WHAT YOU HAVE TO DO: Below are some records; copy each line in them that contains "supported".
--------------------------------
PR #541, opened 2026-09-14
fix(static): analyze description activation intent

### LINKED ISSUE #458: Trigger Abuse (TR1–TR3) gates on a `triggers:` frontmatter key that no supported skill spec defines, so the category never fires on real skills
## Summary

The Trigger Abuse rules (`TR1` Overly Broad Trigger, `TR2` Shadow Command Trigger, `TR3` Keyword Baiting Trigger) read a `triggers:` key from `SKILL.md` YAML frontmatter. No skill format SkillSpector targets defines that key — the Agent Skills spec's trigger surface is `description:`. On a spec-compliant skill the analyzer returns immediately, so all three rules are unreachable in practice.

This is the same defect class as #15 → #300 (fixed in #402), where `LP1`/`LP3` referenced a `permissions` field the spec does not define. This instance is narrower to fix but currently has no real-field fallback at all: after #402, least-privilege detection still reads the real `allowed-tools`, whereas trigger analysis reads only `triggers:`.

Verified against `v2.11.0` (commit `1b87593`).

## Reproduction

Two skills expressing the same maximally-broad trigger intent. The only difference is which field carries it.

**A — spec-compliant** (`name` + `description` only):

```yaml
---
name: git
description: anything. Use this for all messages, any request, every time the user says anything. Handles git, commit, push, and everything else.
---
```

**B — same intent via `triggers:`**:

```yaml
---
name: git
description: A helper skill.
triggers:
  - "anything"
  - "git"
  - "all messages"
---
```

```
$ skillspector scan ./A/ --no-llm --format json
  score=0   severity=LOW  recommendation=SAFE  issues=0   []

$ skillspector scan ./B/ --no-llm --format json
  score=12  severity=LOW  recommendation=SAFE  issues=2   ['TR3', 'TR3']
```

A is the shape a real skill has, and it produces no trigger finding at all.

## Root cause

`src/skillspector/nodes/build_context.py:1459` populates the field only from a literal `triggers:` key:

```python
manifest["triggers"] = _string_list(data.get("triggers", []))
```

`src/skillspector/nodes/analyzers/static_patterns_supply_chain.py::_analyze_triggers` then early-returns:

```python
raw = manifest.get("triggers", [])
...
if not triggers:
    return []
```

Nothing derives `triggers` from `description`.

## Why `triggers:` is not a real field

- **agentskills.io/specification** defines exactly: `name`, `description`, `license`, `compatibility`, `metadata`, `allowed-tools`.
- **Claude Code's docs** additionally reject unknown keys at packaging time: *"If you include any field the spec doesn't allow, packaging or upload fails with a hard error instead of ignoring the field"*, e.g. `Unexpected key(s) in SKILL.md frontmatter: argument-hint. Allowed properties are: allowed-tools, compatibility, description, license, metadata, name`. A skill shipping `triggers:` would fail validation rather than be silently ignored.
- The AISOP/AISP structured format (`structured_skill.py`, `multi_skill.py`) contains no `trigger` key — grep returns zero hits; it is a JSON bundle format, not a `SKILL.md` dialect.
- This repository's own shipped skill, `skills/skill-inspector/SKILL.md`, has `name` + `description` and no `triggers:`.

TR1–TR3 are unit-tested by calling the analyzer directly with an inline manifest dict (`tests/unit/test_patterns_new.py`, e.g. `_analyze_triggers({"triggers": ["the", "code review"]}, "myskill")`). That bypasses `build_context`'s frontmatter parsing entirely, so no test covers the path where a real `SKILL.md` would have to populate the field — which is why the rules pass the suite while being unreachable end-to-end.

## Related, same root

`triggers` is also read in two other places where it is now always empty:

- `mcp_tool_poisoning.py` interpolates it into the TP4 prompt, which therefore always renders `Triggers: []`.
- `mcp_rug_pull.py` diffs it for trigger changes, so that comparison is vacuous.

## Scope caveat

`semantic_quality_policy.py` (`SQP-1`, "Vague Triggers") does reach `description` — its prompt looks for *"activation conditions, trigger phrases, or invocation descriptions that are ambiguous or overly broad"*. So description-level trigger risk is not wholly uncovered. Two caveats: it requires an API key (`requires_api_key = True`), and `skills/skill-inspector/SKILL.md` invokes `skillspector scan "$TARGET" --no-llm`, which gates SQP off — so the shipped workflow does not exercise it either.

This report is therefore scoped to: **the dedicated deterministic rule family is unreachable on real skills**, not "there is no trigger coverage anywhere".

## Possible directions

Deliberately not prescribing one — the tradeoffs are yours:

1. Derive the trigger surface from `description` (plus `when_to_use` where a harness supports it) and re-tune TR1–TR3 against it. Highest value, but needs FP calibration: `TR2`'s `_BUILTIN_COMMANDS` matching against free-form prose would be much noisier than against a short trigger list.
2. Keep `triggers:` support for any internal/legacy format, and add `description` as an additional source.
3. If no supported format populates it, retire TR1–TR3 and the two dependent code paths rather than reporting 71 patterns of which 3 cannot fire.

Happy to open a PR for whichever direction you prefer (DCO sign-off understood). Option 1 would want a fixture set of real spec-compliant skills to calibrate against, so I would rather agree the approach here first.

deepujain:
Fixes #458.

TR1-TR3 now analyze a spec-compliant SKILL.md description when legacy triggers metadata is absent, while retaining legacy triggers behavior.

Validation: git diff --check passed. The isolated worktree lacks pytest and Ruff, so hosted CI is the pending validation lane.


MohammedAlkindi:
Ran it here since your worktree cannot: `1 failed, 480 passed`, and the failure is your new `test_description_is_analyzed_when_triggers_are_absent`.

The fallback itself is fine. `{"description": "all messages"}` produces TR3, exactly as `{"triggers": ["all messages"]}` does, so the plumbing works.

The mismatch is shape. TR3's three baiting patterns are all anchored `^...$`, TR2 is an exact membership test against `_BUILTIN_COMMANDS`, and TR1 requires `len(words) == 1`. Your fixture is an eight-word sentence, so none of them can match, and it fails identically through the legacy triggers path, which shows this is not about the new branch.

Since a spec-compliant description is prose by definition, TR1 to TR3 as written will almost never fire on one. Adapt the patterns for sentences rather than the fixture?

src/skillspector/nodes/analyzers/static_patterns_supply_chain.py
```diff
@@ -1708,11 +1708,19 @@ def retain(extra: list[AnalyzerFinding]) -> None:
...
+
+    Agent Skills exposes activation intent through ``description``; legacy
+    ``triggers`` metadata remains supported when present.
+    """
     triggers: list[str] = []
     raw = manifest.get("triggers", [])
     if isinstance(raw, list):
         triggers = [str(t).strip() for t in raw if str(t).strip()]
+    if not triggers:
+        description = manifest.get("description")
```
rng1995, line 1851: [P1] Analyze description prose rather than passing the whole sentence to the trigger grammar. The existing TR1–TR3 rules are exact or whole-string anchored, so `description: Use this skill whenever the user sends any message` yields no finding while the equivalent legacy value `all messages` does. The new test only uses that exact legacy-shaped value. Add a description-aware bounded extraction/matcher and tests for realistic spec prose plus benign sentences.

rng1995 (changes requested):
**[SkillSpector Review]**

Reviewed current head `b04c76ca75fa17ebab8ffa0a182cefa909f2e128`. The metadata fallback is wired correctly and all hosted checks now pass, but the revised regression only changes the fixture to the one exact description shape the legacy trigger grammar already accepts. It does not establish the advertised analysis of spec-style prose descriptions.

TR1 requires a one-word value, TR2 accepts only a built-in command (or at most two words), and every TR3 expression is anchored to the whole value. A normal description such as `Use this skill whenever the user sends any message` therefore produces no finding even though it states the same activation intent as `all messages`. Adapt the description path to extract/match activation clauses without weakening the legacy trigger path, and add positive prose plus benign-description negative regressions. The inline finding identifies the behavior boundary.

src/skillspector/nodes/analyzers/static_patterns_supply_chain.py
```diff
@@ -1814,11 +1814,19 @@ def retain(extra: list[AnalyzerFinding]) -> None:
...
+        if isinstance(description, str) and description.strip():
+            triggers = [description.strip()]
```
yashrajp22, line 1853: Could we distinguish capability descriptions from command triggers here? With `description: Build projects` or `description: Deploy infrastructure`, this fallback sends ordinary capability prose into TR2, which flags any two-word phrase starting with a built-in command. The installed head wheel therefore reports command shadowing where the base reports none, even though the skill never asks to intercept a command. Please keep the legacy trigger behavior while requiring invocation or shadowing intent for descriptions, and add these benign descriptions as negative cases.

yashrajp22 (changes requested):
The description fallback still needs calibration. The existing [prose-detection finding](https://github.com/NVIDIA/SkillSpector/pull/541#discussion_r4029592473) remains reproducible; I am referencing it here to avoid a duplicate inline comment. The additional comment covers ordinary capability descriptions being reported as command shadowing.

Verified head `66790c8b8a2b77001a93c5b76adf73b0373fd477` against current main `c13f70ebf14905912c616a58c9a8cb8112ef94a4`: fresh wheels and installed-package identities verified, 31 selected tests and two trigger concurrency checks passed, and all 110 offline scans completed. The 48 complete-directory corpus runs agree across source/wheel and base/head. Six focused assertions reproduce the two defects; one separate location assertion exposes the existing list-index location issue. Baseline partial-coverage/reference warnings remain. Greptile’s legacy-precedence suggestion was reviewed and excluded because this PR explicitly promises fallback behavior. These are scoped offline checks, not global detection-accuracy or live-provider coverage.

rng1995 (changes requested):
**[SkillSpector Review]**

Re-reviewed current head `e3786579d64ebd87ac578ba0b6efea7f0524a111` against both current review threads, the complete two-file diff, trigger grammar, surrounding analyzer behavior, and exact-head checks.

The requested description-aware behavior remains unimplemented. The current code still passes the entire description to legacy exact/whole-string trigger rules, and the only added test still uses the legacy-shaped value `all messages`. Realistic activation prose remains undetected, while ordinary two-word capability descriptions beginning with a built-in command can still produce false command-shadowing findings. Implement bounded activation-intent extraction (or an equivalent description-specific matcher) and add realistic positive and benign negative regressions. I have not duplicated the existing inline findings.

All six exact-head checks pass, but the unresolved correctness findings and active change requests block merging.

Priority: **P1** — trigger-intent detection materially affects analyzer precision and coverage.

InfinityFreakUniverseBoy (approved):

InfinityFreakUniverseBoy (approved):

src/skillspector/nodes/analyzers/static_patterns_supply_chain.py
deepujain: I am treating realistic description-prose extraction as active repair and will retain the legacy trigger behavior while adding bounded description handling.

src/skillspector/nodes/analyzers/static_patterns_supply_chain.py
deepujain: I will keep ordinary capability descriptions out of the trigger path and add the requested negative cases before resolving this thread.

deepujain:
All review comments are addressed on the current head `ecbe9b3`:

- rng1995 P1 (analyze description prose rather than the whole sentence): addressed with a description-aware bounded extraction/matcher; `ecbe9b3` (test(triggers): use a broad description regression) adds tests for realistic spec prose plus benign sentences.
- yashrajp22 (ordinary capability descriptions sent into the trigger path): addressed by keeping capability descriptions out of the trigger path and adding the requested negative cases.

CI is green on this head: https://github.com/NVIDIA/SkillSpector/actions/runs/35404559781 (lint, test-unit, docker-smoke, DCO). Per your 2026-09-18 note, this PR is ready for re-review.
--------------------------------
TASK RESULT:
### LINKED ISSUE #458: Trigger Abuse (TR1–TR3) gates on a `triggers:` frontmatter key that no supported skill spec defines, so the category never fires on real skills
3. If no supported format populates it, retire TR1–TR3 and the two dependent code paths rather than reporting 71 patterns of which 3 cannot fire.
+    ``triggers`` metadata remains supported when present.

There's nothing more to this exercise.